<<<<
Issue #1068, opened 2019-08-23
make cross_build faild on centos


kadisi:
**What happened**:
when i make cross build edgecore on centos env. it faild:

```
# make cross_build
export GOARCH=arm \
        export GOOS="linux" \
        export GOARM=6 \
        export CGO_ENABLED=1 \
        export CC=arm-linux-gnueabi-gcc; \
        go build cmd/edgecore/edgecore.go
# runtime/cgo
exec: "arm-linux-gnueabi-gcc": executable file not found in $PATH
make: *** [cross_build] Error 2

```

`arm-linux-gnueabi-gcc` only works on ubuntu.  

**What you expected to happen**:

**How to reproduce it (as minimally and precisely as possible)**:

**Anything else we need to know?**:

**Environment**:
- KubeEdge version:
- Hardware configuration:
- OS (e.g. from /etc/os-release): 
```
NAME="CentOS Linux"
VERSION="7 (Core)"
ID="centos"
ID_LIKE="rhel fedora"
VERSION_ID="7"
PRETTY_NAME="CentOS Linux 7 (Core)"
ANSI_COLOR="0;31"
CPE_NAME="cpe:/o:centos:centos:7"
HOME_URL="https://www.centos.org/"
BUG_REPORT_URL="https://bugs.centos.org/"

CENTOS_MANTISBT_PROJECT="CentOS-7"
CENTOS_MANTISBT_PROJECT_VERSION="7"
REDHAT_SUPPORT_PRODUCT="centos"
REDHAT_SUPPORT_PRODUCT_VERSION="7"
```

- Kernel (e.g. `uname -a`):
- Others:

kadisi:
cc @fisherxu @subpathdev @sids-b @kevin-wangzefeng

kadisi:
@subpathdev , after i install arm-gcc in centos, and change CC option from `arm-linux-gnueabi-gcc` to `arm-linux-gnu-gcc`, it still output other error:
```
# yum install gcc-arm-linux-gnu -y
# make cross_build
export GOARCH=arm \
        export GOOS="linux" \
        export GOARM=6 \
        export CGO_ENABLED=1 \
        export CC=arm-linux-gnu-gcc ;\
        go build cmd/edgecore/edgecore.go
# runtime/cgo
_cgo_export.c:3:20: fatal error: stdlib.h: No such file or directory
 #include <stdlib.h>
                    ^
compilation terminated.
make: *** [cross_build] Error 2


```

[...]

PR #1868, opened 2020-06-23
Optimize binary build process

daixiang0:

Optimize binary build:
- move cross build into container
- combine crossbuild and smallbuild logic into one, reduce duplicate codes
- support armv8 for more binary

Fixed:  #1068 #1872


.travis.yml
```diff
@@ -39,17 +39,12 @@ jobs:
       arch: amd64
       before_script:
         - sudo apt-get install upx-ucl -y
-        - sudo apt-get install gcc-aarch64-linux-gnu -y
-        - sudo apt-get install libc6-dev-arm64-cross -y
-        - sudo apt-get install gcc-arm-linux-gnueabi -y
-        - sudo apt-get install libc6-dev-armel-cross -y
```
chendave, line 45: why? iirc, this is for crossing build on amd64

daixiang0: Now make build in container, no need to install them at host.

daixiang0: I mentioned it in the pr descrption.

.travis.yml
```diff
@@ -39,17 +39,12 @@ jobs:
...
         - export GOFLAGS=-mod=vendor
       script:
         - make
         - make bluetoothdevice
         - make smallbuild
-        - make crossbuild
-        - make crossbuild GOARM=GOARM7
```
chendave, line 52: crossbuild should not be deleted, see the name of job @Line38

Makefile
```diff
@@ -151,26 +152,27 @@ crossbuild:
...
 	edgesite
 define SMALLBUILD_HELP_INFO
-# small build components.
+# Small build components.
 #
 # Args:
-#   WHAT: Component names to be lint check. support: $(SMALLBUILD_COMPONENTS)
-#         If not specified, "everything" will be small build.
+#   WHAT: binary name to build. support: $(BINARIES)
+#         the build will produce executable files under $(OUT_DIR)/$$ARCH
```
chendave, line 165: $$ARCH or $ARCH?

Makefile
```diff
@@ -151,26 +152,27 @@ crossbuild:
...
 SMALLBUILD_COMPONENTS=edgecore \
 	edgesite
 define SMALLBUILD_HELP_INFO
-# small build components.
+# Small build components.
 #
 # Args:
-#   WHAT: Component names to be lint check. support: $(SMALLBUILD_COMPONENTS)
-#         If not specified, "everything" will be small build.
+#   WHAT: binary name to build. support: $(BINARIES)
```
chendave, line 164: should be careful here, need to make sure smallbuild works with all those binaries, this used to be "edgecore" and  "edgesite" only.

Makefile
```diff
@@ -179,7 +181,7 @@ smallbuild:
 	@echo "$$SMALLBUILD_HELP_INFO"
 else
 smallbuild: clean
-	hack/make-rules/smallbuild.sh $(WHAT)
+	ENABLE_SMALLBUILD=YES ARCH=$(ARCH) hack/make-rules/crossbuild.sh $(WHAT)
```
chendave, line 184: I still see "hack/make-rules/smallbuild.sh" and "hack/make-rules/crossbuild.sh" in place, and is run with different ways.

Makefile
daixiang0: In fact smallbuild is a pack process, it works for all binaries.

daixiang0:
@chendave thanks for reveiw and sorry for make it hard review, also it is hard to split for me since i start refactor from high level, to be honestly, i have spent 3 times spliting them as long as i spent on the first pr.

Line38:
Please remove my mention from this where you specified an error:

With (@)Line38

.travis.yml
daixiang0: Smallbuild havs cover all logics that crossbuild does, why need to re-test them?

Makefile
daixiang0: It is to print "$ARCH" in the help info.

Makefile
daixiang0: Forget to remove "hack/make-rules/smallbuild.sh", now smallbuild reuse crossbuild.
You remind me, it is better for smallbuild to reuse build logic rather than crossbuild.

.travis.yml
fisherxu: Smallbuild is used to compresses the binary(for amd64 and arm) and crossbuild is used to build for arm, they should be different.

daixiang0: Why need to add limit for arch? We can compress the binary for all arches(amd64, arm, arm64).

daixiang0:
Since small build would do cross build then simallize, why still need cross build test?

daixiang0:
ping @fisherxu

PR #1885, opened 2020-07-03
update GetNodeLabels

### LINKED ISSUE #1875: kubeedge1.3.0 edge can not use local pv
storageclass yaml:
image
pv yaml:
image
pvc yaml:
image
pod yaml:
image

this is node informations:  
image

**compute node that head string is node
random string is edgenode

pod  nodeselector points edgenode   It's in Pending all the time**

this is edgecore informations:
 
image

guojianyu:
**What type of PR is this?**
>
> /kind api-change
/kind bug
> /kind cleanup
> /kind design
> /kind documentation
> /kind test
> /kind failing-test
>`/kind feature

Fixes #1875

```release-note

```

### DIFF
--- a/edge/pkg/edged/volume_host.go
+++ b/edge/pkg/edged/volume_host.go
@@ -138,8 +138,14 @@ func (evh *edgedVolumeHost) GetConfigMapFunc() func(namespace, name string) (*ap
 func (evh *edgedVolumeHost) GetExec(pluginName string) utilexec.Interface  { return nil }
 func (evh *edgedVolumeHost) GetHostIP() (net.IP, error)                    { return nil, nil }
 func (evh *edgedVolumeHost) GetNodeAllocatable() (api.ResourceList, error) { return nil, nil }
-func (evh *edgedVolumeHost) GetNodeLabels() (map[string]string, error)     { return nil, nil }
-func (evh *edgedVolumeHost) GetNodeName() types.NodeName                   { return types.NodeName(evh.edge.nodeName) }
+func (evh *edgedVolumeHost) GetNodeLabels() (map[string]string, error) {
+	node, err := evh.edge.initialNode()
+	if err != nil {
+		return nil, fmt.Errorf("error retrieving node: %v", err)
+	}
+	return node.Labels, nil
+}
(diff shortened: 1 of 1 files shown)


edge/pkg/edged/volume_host.go
```diff
@@ -138,8 +137,18 @@ func (evh *edgedVolumeHost) GetConfigMapFunc() func(namespace, name string) (*ap
...
+func (evh *edgedVolumeHost) GetNodeLabels() (map[string]string, error) {
+	hostname, err := os.Hostname()
+	if err != nil {
+		klog.Errorf("couldn't determine hostname: %v", err)
+		return nil, err
+	}
+	if len(evh.edge.nodeName) != 0 {
+		hostname = evh.edge.nodeName
+	}
+	return map[string]string{api.LabelHostname: hostname}, nil
```
fisherxu, line 149: thanks for the fixing, how about using `evh.edge.initialNode()`, it will return all the node info, also the labels.

```
node, err := evh.edge.initialNode()
if err != nil {
	return nil, fmt.Errorf("error retrieving node: %v", err)
}
return node.Labels, nil
```

edge/pkg/edged/volume_host.go
```diff
@@ -44,6 +41,8 @@ import (
 	"k8s.io/kubernetes/pkg/volume/util/subpath"
 	utilexec "k8s.io/utils/exec"
 	"k8s.io/utils/mount"
+	"net"
+	"os"
```
fisherxu, line 45: Don't modify the import here :)

edge/pkg/edged/volume_host.go
guojianyu: thanks,get it.Before it was rude.

edge/pkg/edged/volume_host.go
guojianyu: get it.

edge/pkg/edged/volume_host.go
fisherxu: Yes... In future we can get node info from the local cache. And could you please squash the commits?

guojianyu: ok.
>>>>
**What you are asked to do**
In the entries above, find lines with "opened" and copy each.

**Result of this task**
Issue #1068, opened 2019-08-23
PR #1868, opened 2020-06-23
PR #1885, opened 2020-07-03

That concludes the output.